WHAT YOU ARE ASKED TO DO —
A complete, unaltered copy of the listing is needed. Write it out.
------------------------------------------------
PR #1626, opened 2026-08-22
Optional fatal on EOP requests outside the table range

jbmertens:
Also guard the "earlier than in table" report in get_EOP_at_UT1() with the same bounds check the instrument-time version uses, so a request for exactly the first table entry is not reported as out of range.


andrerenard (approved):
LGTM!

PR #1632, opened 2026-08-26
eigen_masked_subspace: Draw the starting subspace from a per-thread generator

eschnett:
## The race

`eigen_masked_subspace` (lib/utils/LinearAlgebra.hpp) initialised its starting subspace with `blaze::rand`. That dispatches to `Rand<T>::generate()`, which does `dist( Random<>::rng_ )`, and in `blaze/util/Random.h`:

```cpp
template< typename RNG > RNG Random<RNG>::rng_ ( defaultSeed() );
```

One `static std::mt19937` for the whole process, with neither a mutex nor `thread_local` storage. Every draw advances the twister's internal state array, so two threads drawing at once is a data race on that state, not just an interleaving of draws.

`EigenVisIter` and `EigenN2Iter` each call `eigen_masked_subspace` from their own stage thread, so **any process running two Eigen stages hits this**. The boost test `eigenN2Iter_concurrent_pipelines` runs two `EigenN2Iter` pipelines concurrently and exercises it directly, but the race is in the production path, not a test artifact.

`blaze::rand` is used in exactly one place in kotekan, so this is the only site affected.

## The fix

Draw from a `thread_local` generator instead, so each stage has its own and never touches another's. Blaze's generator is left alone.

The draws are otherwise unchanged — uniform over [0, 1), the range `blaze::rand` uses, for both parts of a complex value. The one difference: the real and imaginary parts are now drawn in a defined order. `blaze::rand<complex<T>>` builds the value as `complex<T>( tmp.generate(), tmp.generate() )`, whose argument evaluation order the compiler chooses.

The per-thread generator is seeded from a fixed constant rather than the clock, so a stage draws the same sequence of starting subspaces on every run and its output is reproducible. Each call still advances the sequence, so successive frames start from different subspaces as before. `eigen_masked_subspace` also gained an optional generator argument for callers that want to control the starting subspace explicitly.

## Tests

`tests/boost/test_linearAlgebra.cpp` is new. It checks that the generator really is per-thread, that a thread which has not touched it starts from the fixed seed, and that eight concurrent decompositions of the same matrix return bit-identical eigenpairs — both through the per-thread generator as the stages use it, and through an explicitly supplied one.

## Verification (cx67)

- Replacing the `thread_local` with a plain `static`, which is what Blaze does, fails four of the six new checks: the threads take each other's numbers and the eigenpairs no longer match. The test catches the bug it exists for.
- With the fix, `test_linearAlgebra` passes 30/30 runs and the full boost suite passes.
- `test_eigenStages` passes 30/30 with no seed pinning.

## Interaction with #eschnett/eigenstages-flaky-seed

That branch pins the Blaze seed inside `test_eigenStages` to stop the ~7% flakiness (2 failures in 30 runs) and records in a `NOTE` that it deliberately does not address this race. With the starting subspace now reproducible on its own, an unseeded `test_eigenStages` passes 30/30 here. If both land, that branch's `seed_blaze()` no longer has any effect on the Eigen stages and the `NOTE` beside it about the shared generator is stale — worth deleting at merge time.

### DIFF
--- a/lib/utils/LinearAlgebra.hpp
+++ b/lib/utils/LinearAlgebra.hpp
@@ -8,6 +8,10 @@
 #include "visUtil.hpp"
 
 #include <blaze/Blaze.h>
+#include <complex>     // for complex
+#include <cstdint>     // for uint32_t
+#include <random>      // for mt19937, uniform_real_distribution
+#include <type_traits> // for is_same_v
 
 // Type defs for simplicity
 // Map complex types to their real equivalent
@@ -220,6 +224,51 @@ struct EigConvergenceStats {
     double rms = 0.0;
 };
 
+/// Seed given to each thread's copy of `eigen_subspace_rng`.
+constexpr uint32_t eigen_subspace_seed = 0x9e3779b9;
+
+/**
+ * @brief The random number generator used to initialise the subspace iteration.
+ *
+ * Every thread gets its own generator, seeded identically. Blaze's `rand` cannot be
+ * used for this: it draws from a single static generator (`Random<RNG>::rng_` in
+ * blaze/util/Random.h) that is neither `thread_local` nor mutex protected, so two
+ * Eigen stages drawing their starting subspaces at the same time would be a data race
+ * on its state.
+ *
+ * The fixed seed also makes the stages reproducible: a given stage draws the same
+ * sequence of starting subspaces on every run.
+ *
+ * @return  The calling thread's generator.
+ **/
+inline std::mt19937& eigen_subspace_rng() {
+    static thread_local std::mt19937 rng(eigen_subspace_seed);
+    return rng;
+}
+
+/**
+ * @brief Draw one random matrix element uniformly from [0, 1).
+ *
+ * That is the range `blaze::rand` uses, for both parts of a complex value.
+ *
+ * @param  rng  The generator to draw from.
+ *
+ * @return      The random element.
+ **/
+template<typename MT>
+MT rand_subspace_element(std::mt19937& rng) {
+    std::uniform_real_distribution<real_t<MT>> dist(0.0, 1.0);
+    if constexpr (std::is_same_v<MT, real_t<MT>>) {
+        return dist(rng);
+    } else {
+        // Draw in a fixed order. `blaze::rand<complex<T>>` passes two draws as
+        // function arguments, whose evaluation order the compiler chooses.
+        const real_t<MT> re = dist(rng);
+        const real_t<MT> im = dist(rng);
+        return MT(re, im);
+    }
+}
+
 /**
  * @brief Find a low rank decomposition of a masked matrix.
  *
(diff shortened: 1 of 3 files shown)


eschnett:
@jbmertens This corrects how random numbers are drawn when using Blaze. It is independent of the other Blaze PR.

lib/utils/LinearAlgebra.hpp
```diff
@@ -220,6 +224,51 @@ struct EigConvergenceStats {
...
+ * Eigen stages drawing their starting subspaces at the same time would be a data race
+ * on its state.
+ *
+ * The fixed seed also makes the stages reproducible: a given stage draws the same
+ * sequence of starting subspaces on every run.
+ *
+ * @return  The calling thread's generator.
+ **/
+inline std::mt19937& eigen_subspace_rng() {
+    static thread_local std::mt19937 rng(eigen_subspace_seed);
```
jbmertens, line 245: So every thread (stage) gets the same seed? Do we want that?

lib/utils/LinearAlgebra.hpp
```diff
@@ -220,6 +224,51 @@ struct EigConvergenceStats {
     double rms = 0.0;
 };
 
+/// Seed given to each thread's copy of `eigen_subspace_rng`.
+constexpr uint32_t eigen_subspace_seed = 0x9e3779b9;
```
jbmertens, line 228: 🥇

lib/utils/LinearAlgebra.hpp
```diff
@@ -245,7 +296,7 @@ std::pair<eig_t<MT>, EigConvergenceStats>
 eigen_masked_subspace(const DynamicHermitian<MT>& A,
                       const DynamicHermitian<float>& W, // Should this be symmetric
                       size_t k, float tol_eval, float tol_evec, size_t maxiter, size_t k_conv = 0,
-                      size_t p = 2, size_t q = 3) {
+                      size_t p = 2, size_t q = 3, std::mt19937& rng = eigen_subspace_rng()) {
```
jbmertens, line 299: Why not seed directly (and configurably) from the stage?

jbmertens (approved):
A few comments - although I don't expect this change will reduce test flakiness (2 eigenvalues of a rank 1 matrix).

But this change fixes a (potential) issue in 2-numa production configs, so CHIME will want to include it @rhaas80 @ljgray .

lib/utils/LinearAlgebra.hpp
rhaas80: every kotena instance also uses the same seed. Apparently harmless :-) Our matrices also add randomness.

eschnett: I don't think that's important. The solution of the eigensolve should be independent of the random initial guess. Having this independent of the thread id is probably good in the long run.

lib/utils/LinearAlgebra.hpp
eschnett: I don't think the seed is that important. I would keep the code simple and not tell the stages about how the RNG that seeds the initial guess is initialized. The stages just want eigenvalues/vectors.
------------------------------------------------
TASK ANSWER —
PR #1626, opened 2026-08-22
Optional fatal on EOP requests outside the table range

jbmertens:
Also guard the "earlier than in table" report in get_EOP_at_UT1() with the same bounds check the instrument-time version uses, so a request for exactly the first table entry is not reported as out of range.


andrerenard (approved):
LGTM!

PR #1632, opened 2026-08-26
eigen_masked_subspace: Draw the starting subspace from a per-thread generator

eschnett:
## The race

`eigen_masked_subspace` (lib/utils/LinearAlgebra.hpp) initialised its starting subspace with `blaze::rand`. That dispatches to `Rand<T>::generate()`, which does `dist( Random<>::rng_ )`, and in `blaze/util/Random.h`:

```cpp
template< typename RNG > RNG Random<RNG>::rng_ ( defaultSeed() );
```

One `static std::mt19937` for the whole process, with neither a mutex nor `thread_local` storage. Every draw advances the twister's internal state array, so two threads drawing at once is a data race on that state, not just an interleaving of draws.

`EigenVisIter` and `EigenN2Iter` each call `eigen_masked_subspace` from their own stage thread, so **any process running two Eigen stages hits this**. The boost test `eigenN2Iter_concurrent_pipelines` runs two `EigenN2Iter` pipelines concurrently and exercises it directly, but the race is in the production path, not a test artifact.

`blaze::rand` is used in exactly one place in kotekan, so this is the only site affected.

## The fix

Draw from a `thread_local` generator instead, so each stage has its own and never touches another's. Blaze's generator is left alone.

The draws are otherwise unchanged — uniform over [0, 1), the range `blaze::rand` uses, for both parts of a complex value. The one difference: the real and imaginary parts are now drawn in a defined order. `blaze::rand<complex<T>>` builds the value as `complex<T>( tmp.generate(), tmp.generate() )`, whose argument evaluation order the compiler chooses.

The per-thread generator is seeded from a fixed constant rather than the clock, so a stage draws the same sequence of starting subspaces on every run and its output is reproducible. Each call still advances the sequence, so successive frames start from different subspaces as before. `eigen_masked_subspace` also gained an optional generator argument for callers that want to control the starting subspace explicitly.

## Tests

`tests/boost/test_linearAlgebra.cpp` is new. It checks that the generator really is per-thread, that a thread which has not touched it starts from the fixed seed, and that eight concurrent decompositions of the same matrix return bit-identical eigenpairs — both through the per-thread generator as the stages use it, and through an explicitly supplied one.

## Verification (cx67)

- Replacing the `thread_local` with a plain `static`, which is what Blaze does, fails four of the six new checks: the threads take each other's numbers and the eigenpairs no longer match. The test catches the bug it exists for.
- With the fix, `test_linearAlgebra` passes 30/30 runs and the full boost suite passes.
- `test_eigenStages` passes 30/30 with no seed pinning.

## Interaction with #eschnett/eigenstages-flaky-seed

That branch pins the Blaze seed inside `test_eigenStages` to stop the ~7% flakiness (2 failures in 30 runs) and records in a `NOTE` that it deliberately does not address this race. With the starting subspace now reproducible on its own, an unseeded `test_eigenStages` passes 30/30 here. If both land, that branch's `seed_blaze()` no longer has any effect on the Eigen stages and the `NOTE` beside it about the shared generator is stale — worth deleting at merge time.

### DIFF
--- a/lib/utils/LinearAlgebra.hpp
+++ b/lib/utils/LinearAlgebra.hpp
@@ -8,6 +8,10 @@
 #include "visUtil.hpp"
 
 #include <blaze/Blaze.h>
+#include <complex>     // for complex
+#include <cstdint>     // for uint32_t
+#include <random>      // for mt19937, uniform_real_distribution
+#include <type_traits> // for is_same_v
 
 // Type defs for simplicity
 // Map complex types to their real equivalent
@@ -220,6 +224,51 @@ struct EigConvergenceStats {
     double rms = 0.0;
 };
 
+/// Seed given to each thread's copy of `eigen_subspace_rng`.
+constexpr uint32_t eigen_subspace_seed = 0x9e3779b9;
+
+/**
+ * @brief The random number generator used to initialise the subspace iteration.
+ *
+ * Every thread gets its own generator, seeded identically. Blaze's `rand` cannot be
+ * used for this: it draws from a single static generator (`Random<RNG>::rng_` in
+ * blaze/util/Random.h) that is neither `thread_local` nor mutex protected, so two
+ * Eigen stages drawing their starting subspaces at the same time would be a data race
+ * on its state.
+ *
+ * The fixed seed also makes the stages reproducible: a given stage draws the same
+ * sequence of starting subspaces on every run.
+ *
+ * @return  The calling thread's generator.
+ **/
+inline std::mt19937& eigen_subspace_rng() {
+    static thread_local std::mt19937 rng(eigen_subspace_seed);
+    return rng;
+}
+
+/**
+ * @brief Draw one random matrix element uniformly from [0, 1).
+ *
+ * That is the range `blaze::rand` uses, for both parts of a complex value.
+ *
+ * @param  rng  The generator to draw from.
+ *
+ * @return      The random element.
+ **/
+template<typename MT>
+MT rand_subspace_element(std::mt19937& rng) {
+    std::uniform_real_distribution<real_t<MT>> dist(0.0, 1.0);
+    if constexpr (std::is_same_v<MT, real_t<MT>>) {
+        return dist(rng);
+    } else {
+        // Draw in a fixed order. `blaze::rand<complex<T>>` passes two draws as
+        // function arguments, whose evaluation order the compiler chooses.
+        const real_t<MT> re = dist(rng);
+        const real_t<MT> im = dist(rng);
+        return MT(re, im);
+    }
+}
+
 /**
  * @brief Find a low rank decomposition of a masked matrix.
  *
(diff shortened: 1 of 3 files shown)


eschnett:
@jbmertens This corrects how random numbers are drawn when using Blaze. It is independent of the other Blaze PR.

lib/utils/LinearAlgebra.hpp
```diff
@@ -220,6 +224,51 @@ struct EigConvergenceStats {
...
+ * Eigen stages drawing their starting subspaces at the same time would be a data race
+ * on its state.
+ *
+ * The fixed seed also makes the stages reproducible: a given stage draws the same
+ * sequence of starting subspaces on every run.
+ *
+ * @return  The calling thread's generator.
+ **/
+inline std::mt19937& eigen_subspace_rng() {
+    static thread_local std::mt19937 rng(eigen_subspace_seed);
```
jbmertens, line 245: So every thread (stage) gets the same seed? Do we want that?

lib/utils/LinearAlgebra.hpp
```diff
@@ -220,6 +224,51 @@ struct EigConvergenceStats {
     double rms = 0.0;
 };
 
+/// Seed given to each thread's copy of `eigen_subspace_rng`.
+constexpr uint32_t eigen_subspace_seed = 0x9e3779b9;
```
jbmertens, line 228: 🥇

lib/utils/LinearAlgebra.hpp
```diff
@@ -245,7 +296,7 @@ std::pair<eig_t<MT>, EigConvergenceStats>
 eigen_masked_subspace(const DynamicHermitian<MT>& A,
                       const DynamicHermitian<float>& W, // Should this be symmetric
                       size_t k, float tol_eval, float tol_evec, size_t maxiter, size_t k_conv = 0,
-                      size_t p = 2, size_t q = 3) {
+                      size_t p = 2, size_t q = 3, std::mt19937& rng = eigen_subspace_rng()) {
```
jbmertens, line 299: Why not seed directly (and configurably) from the stage?

jbmertens (approved):
A few comments - although I don't expect this change will reduce test flakiness (2 eigenvalues of a rank 1 matrix).

But this change fixes a (potential) issue in 2-numa production configs, so CHIME will want to include it @rhaas80 @ljgray .

lib/utils/LinearAlgebra.hpp
rhaas80: every kotena instance also uses the same seed. Apparently harmless :-) Our matrices also add randomness.

eschnett: I don't think that's important. The solution of the eigensolve should be independent of the random initial guess. Having this independent of the thread id is probably good in the long run.

lib/utils/LinearAlgebra.hpp
eschnett: I don't think the seed is that important. I would keep the code simple and not tell the stages about how the RNG that seeds the initial guess is initialized. The stages just want eigenvalues/vectors.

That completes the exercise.